==== EXERCISE MATERIALS ====

PR #198953, opened 2026-05-21
[LLDB] Add a progress event to xcrun invocations

adrian-prantl:
LLDB invokes xcrun to find SDKs on disk. This is usually very fast, but sometimes (after an Xcode update, or when the searched SDK does not exist) it can take very long (10s or more). The progress event provides user feedback to explain the hang.

Previously this functionality was in HostInfo, but it may not depend on Core, so this patch is instrumenting the call sites instead.

cf: https://github.com/llvm/llvm-project/pull/198931

### DIFF
--- a/lldb/source/Core/Module.cpp
+++ b/lldb/source/Core/Module.cpp
@@ -14,6 +14,7 @@
 #include "lldb/Core/Debugger.h"
 #include "lldb/Core/Mangled.h"
 #include "lldb/Core/ModuleSpec.h"
+#include "lldb/Core/Progress.h"
 #include "lldb/Core/SearchFilter.h"
 #include "lldb/Core/Section.h"
 #include "lldb/Host/FileSystem.h"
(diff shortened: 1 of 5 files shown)


JDevlieghere (approved):
LGTM :(

felipepiovezan:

====

TASK INSTRUCTIONS: Nothing should be returned except the lines from the one holding "cf: https://github.com/llvm/llvm-project/pull/198931" through the final line of the listing, exactly as they appear.

TASK RESULT:
cf: https://github.com/llvm/llvm-project/pull/198931

### DIFF
--- a/lldb/source/Core/Module.cpp
+++ b/lldb/source/Core/Module.cpp
@@ -14,6 +14,7 @@
 #include "lldb/Core/Debugger.h"
 #include "lldb/Core/Mangled.h"
 #include "lldb/Core/ModuleSpec.h"
+#include "lldb/Core/Progress.h"
 #include "lldb/Core/SearchFilter.h"
 #include "lldb/Core/Section.h"
 #include "lldb/Host/FileSystem.h"
(diff shortened: 1 of 5 files shown)


JDevlieghere (approved):
LGTM :(

felipepiovezan:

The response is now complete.